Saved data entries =
[Start of Attachment]
PR #5868, opened 2020-07-13
add doc for createAlgorithmDialog and execAlgorithmDialog

### LINKED ISSUE #2294: [needs-docs][processing] Add methods to show algorithm dialog
Original commit: https://github.com/qgis/QGIS/commit/5f7aa45aabf4acd2240563a5ac1ef23215bc662a by nyalldawson

Adds processing.createAlgorithmDialog and
processing.execAlgorithmDialog. These methods can be used
to create and execute algorithm dialogs for a specified algorithm,
optionally pre-populated with a given set of (non-default) parameter
values.

ghtmtt:
Add the `createAlgorithmDialog` and `execAlgorithmDialog` processing methods to the manual.

p.s. not really really sure that the processing *scripts* section fits in the user manual, we can think to move the entire chapter to the pyqgis cookbook

Ticket(s): fixes #2294

### DIFF
--- a/docs/user_manual/processing/console.rst
+++ b/docs/user_manual/processing/console.rst
@@ -333,10 +333,10 @@ the ``load()`` method.
 Or you could use ``runAndLoadResults()`` instead of ``run()`` to load
 them immediately.
 
-If you want to open an algorithm dialog from console you can use the 
-``createAlgorithmDialog``. The only mandatory parameter is the algorithm name
-but you can also define the dictionary of parameters so that the dialog will
-be filled automatically:
+If you want to open an algorithm dialog from the console you can use the 
+``createAlgorithmDialog`` method. The only mandatory parameter is the algorithm 
+name but you can also define the dictionary of parameters so that the dialog 
+will be filled automatically:
 
 ::
 
--- a/docs/user_manual/processing/console.rst
+++ b/docs/user_manual/processing/console.rst
@@ -335,7 +335,7 @@ them immediately.
 
 If you want to open an algorithm dialog from the console you can use the 
 ``createAlgorithmDialog`` method. The only mandatory parameter is the algorithm 
-name but you can also define the dictionary of parameters so that the dialog 
+name, but you can also define the dictionary of parameters so that the dialog 
 will be filled automatically:
 
 ::
--- a/docs/user_manual/processing/console.rst
+++ b/docs/user_manual/processing/console.rst
@@ -333,6 +333,39 @@ the ``load()`` method.
 Or you could use ``runAndLoadResults()`` instead of ``run()`` to load
 them immediately.
 
+If you want to open an algorithm dialog from console you can use the 
+``createAlgorithmDialog``. The only mandatory parameter is the algorithm name
+but you can also define the dictionary of parameters so that the dialog will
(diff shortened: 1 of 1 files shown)


docs/user_manual/processing/console.rst
```diff
@@ -333,6 +333,39 @@ the ``load()`` method.
 Or you could use ``runAndLoadResults()`` instead of ``run()`` to load
 them immediately.
 
+If you want to open an algorithm dialog from console you can use the
```
DelazJ, line 336:
```suggestion
If you want to open an algorithm dialog from the console you can use the 
```
?

docs/user_manual/processing/console.rst
```diff
@@ -333,6 +333,39 @@ the ``load()`` method.
 Or you could use ``runAndLoadResults()`` instead of ``run()`` to load
 them immediately.
 
+If you want to open an algorithm dialog from console you can use the 
+``createAlgorithmDialog``. The only mandatory parameter is the algorithm name
```
DelazJ, line 337:
```suggestion
``createAlgorithmDialog`` method. The only mandatory parameter is the algorithm name
```

ghtmtt:
> Do you think it's possible to have these codes tested? I think whenever possible, we should do that.

mmm I really really don't know if these methods can be tested. Maybe @elpaso has an idea. 

> I gave it a quick reading and you probably are right. Most of the materials are dev-oriented and would fit the cookbook. It applies to both https://docs.qgis.org/testing/en/docs/user_manual/processing/scripts.html and https://docs.qgis.org/testing/en/docs/user_manual/processing/console.html. we should just take care to move the GUI features description spread over these chapters to other places in the User Manual.

yep. Maybe right now is not the aim of this (an other PR that will come), but IMHO this and other chapters are more dev oriented (or power users). 

> Ticket(s): fixes #2294? Or do you think there should be anything else?

I have this ticket on my list, do you think there are more?

DelazJ:
> yep. Maybe right now is not the aim of this (an other PR that will come)

Of course. I was replying to your concerns. I very much prefer PRs that don't mix different issues, hard to track.
> > Ticket(s): fixes #2294? Or do you think there should be anything else?

> I have this ticket on my list, do you think there are more?

I meant you should add "fix" before the ticket number, to get it closed. Unless you think this PR is not enough and that something else should be documented elsewhere?

docs/user_manual/processing/console.rst
```diff
@@ -333,6 +333,39 @@ the ``load()`` method.
 Or you could use ``runAndLoadResults()`` instead of ``run()`` to load
 them immediately.
 
+If you want to open an algorithm dialog from the console you can use the 
+``createAlgorithmDialog`` method. The only mandatory parameter is the algorithm 
+name but you can also define the dictionary of parameters so that the dialog
```
havatv, line 338:
```suggestion
name, but you can also define the dictionary of parameters so that the dialog 
```

havatv:
> p.s. not really really sure that the processing _scripts_ section fits in the user manual, we can think to move the entire chapter to the pyqgis cookbook

We must treat Python scripts in the user manual. The manual is for all kinds of users. Both novices and power users!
[End of Attachment]
Task details =
The line containing "Adds processing.createAlgorithmDialog and" marks the end: copy exactly every line from the top of the data above down to it, that line included.

Exercise result =
PR #5868, opened 2020-07-13
add doc for createAlgorithmDialog and execAlgorithmDialog

### LINKED ISSUE #2294: [needs-docs][processing] Add methods to show algorithm dialog
Original commit: https://github.com/qgis/QGIS/commit/5f7aa45aabf4acd2240563a5ac1ef23215bc662a by nyalldawson

Adds processing.createAlgorithmDialog and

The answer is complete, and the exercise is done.